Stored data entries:
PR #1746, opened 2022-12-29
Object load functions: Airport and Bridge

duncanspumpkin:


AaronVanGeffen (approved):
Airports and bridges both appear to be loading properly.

* * *

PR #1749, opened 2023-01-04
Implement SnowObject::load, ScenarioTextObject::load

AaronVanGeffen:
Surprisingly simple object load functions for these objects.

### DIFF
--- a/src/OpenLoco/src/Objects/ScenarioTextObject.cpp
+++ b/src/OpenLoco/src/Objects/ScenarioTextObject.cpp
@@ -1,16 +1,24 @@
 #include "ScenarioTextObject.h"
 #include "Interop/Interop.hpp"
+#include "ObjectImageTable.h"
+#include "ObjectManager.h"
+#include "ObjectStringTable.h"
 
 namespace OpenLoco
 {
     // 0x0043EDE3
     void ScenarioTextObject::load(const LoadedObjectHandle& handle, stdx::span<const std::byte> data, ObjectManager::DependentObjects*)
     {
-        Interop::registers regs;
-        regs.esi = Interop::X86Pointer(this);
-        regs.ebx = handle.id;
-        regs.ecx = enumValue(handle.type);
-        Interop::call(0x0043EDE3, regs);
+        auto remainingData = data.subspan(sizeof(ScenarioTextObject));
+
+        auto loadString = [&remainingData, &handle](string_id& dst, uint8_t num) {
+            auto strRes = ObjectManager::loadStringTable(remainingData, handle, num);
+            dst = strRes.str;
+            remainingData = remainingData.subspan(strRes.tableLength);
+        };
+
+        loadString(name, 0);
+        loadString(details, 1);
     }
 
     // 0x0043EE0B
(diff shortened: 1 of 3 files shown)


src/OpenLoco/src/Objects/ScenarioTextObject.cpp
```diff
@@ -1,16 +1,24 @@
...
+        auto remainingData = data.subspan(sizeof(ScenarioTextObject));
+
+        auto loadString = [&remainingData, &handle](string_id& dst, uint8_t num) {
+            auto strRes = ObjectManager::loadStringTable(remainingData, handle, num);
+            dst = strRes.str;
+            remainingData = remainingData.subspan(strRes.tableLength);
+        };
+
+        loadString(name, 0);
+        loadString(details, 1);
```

---

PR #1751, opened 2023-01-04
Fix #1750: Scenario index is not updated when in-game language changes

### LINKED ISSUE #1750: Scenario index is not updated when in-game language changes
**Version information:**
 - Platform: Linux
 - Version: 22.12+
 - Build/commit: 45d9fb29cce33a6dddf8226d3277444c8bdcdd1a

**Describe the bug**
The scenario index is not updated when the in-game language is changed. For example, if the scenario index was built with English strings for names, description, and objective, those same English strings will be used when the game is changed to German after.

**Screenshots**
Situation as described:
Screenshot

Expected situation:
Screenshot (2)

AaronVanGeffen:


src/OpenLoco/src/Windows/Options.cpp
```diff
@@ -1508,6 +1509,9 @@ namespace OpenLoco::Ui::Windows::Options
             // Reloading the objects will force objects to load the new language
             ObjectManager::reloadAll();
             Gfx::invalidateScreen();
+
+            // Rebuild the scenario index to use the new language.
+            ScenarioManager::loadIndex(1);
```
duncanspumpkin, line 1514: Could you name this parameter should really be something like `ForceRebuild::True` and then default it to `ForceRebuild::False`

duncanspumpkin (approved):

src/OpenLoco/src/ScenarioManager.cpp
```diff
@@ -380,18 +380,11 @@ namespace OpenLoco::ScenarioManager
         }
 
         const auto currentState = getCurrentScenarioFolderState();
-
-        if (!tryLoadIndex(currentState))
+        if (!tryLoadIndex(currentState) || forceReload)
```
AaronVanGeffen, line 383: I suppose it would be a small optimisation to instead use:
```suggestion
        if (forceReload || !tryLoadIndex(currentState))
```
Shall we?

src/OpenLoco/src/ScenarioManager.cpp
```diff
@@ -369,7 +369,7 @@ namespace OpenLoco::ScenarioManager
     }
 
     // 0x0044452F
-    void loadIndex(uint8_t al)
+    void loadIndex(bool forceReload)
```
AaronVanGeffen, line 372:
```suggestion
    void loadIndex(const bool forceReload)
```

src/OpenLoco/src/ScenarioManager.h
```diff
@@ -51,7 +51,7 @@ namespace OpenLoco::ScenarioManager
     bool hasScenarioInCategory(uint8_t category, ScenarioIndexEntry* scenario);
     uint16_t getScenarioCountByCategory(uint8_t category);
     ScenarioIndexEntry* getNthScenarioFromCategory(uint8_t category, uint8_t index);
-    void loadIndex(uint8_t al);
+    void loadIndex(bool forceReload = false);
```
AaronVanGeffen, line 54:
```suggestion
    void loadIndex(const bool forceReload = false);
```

### Task statement
Could you retype exactly the lines above, starting at the line that contains "PR #1746, opened 2022-12-29" and ending at the line that contains "Airports and bridges", and nothing more?

### Problem solution
PR #1746, opened 2022-12-29
Object load functions: Airport and Bridge

duncanspumpkin:


AaronVanGeffen (approved):
Airports and bridges both appear to be loading properly.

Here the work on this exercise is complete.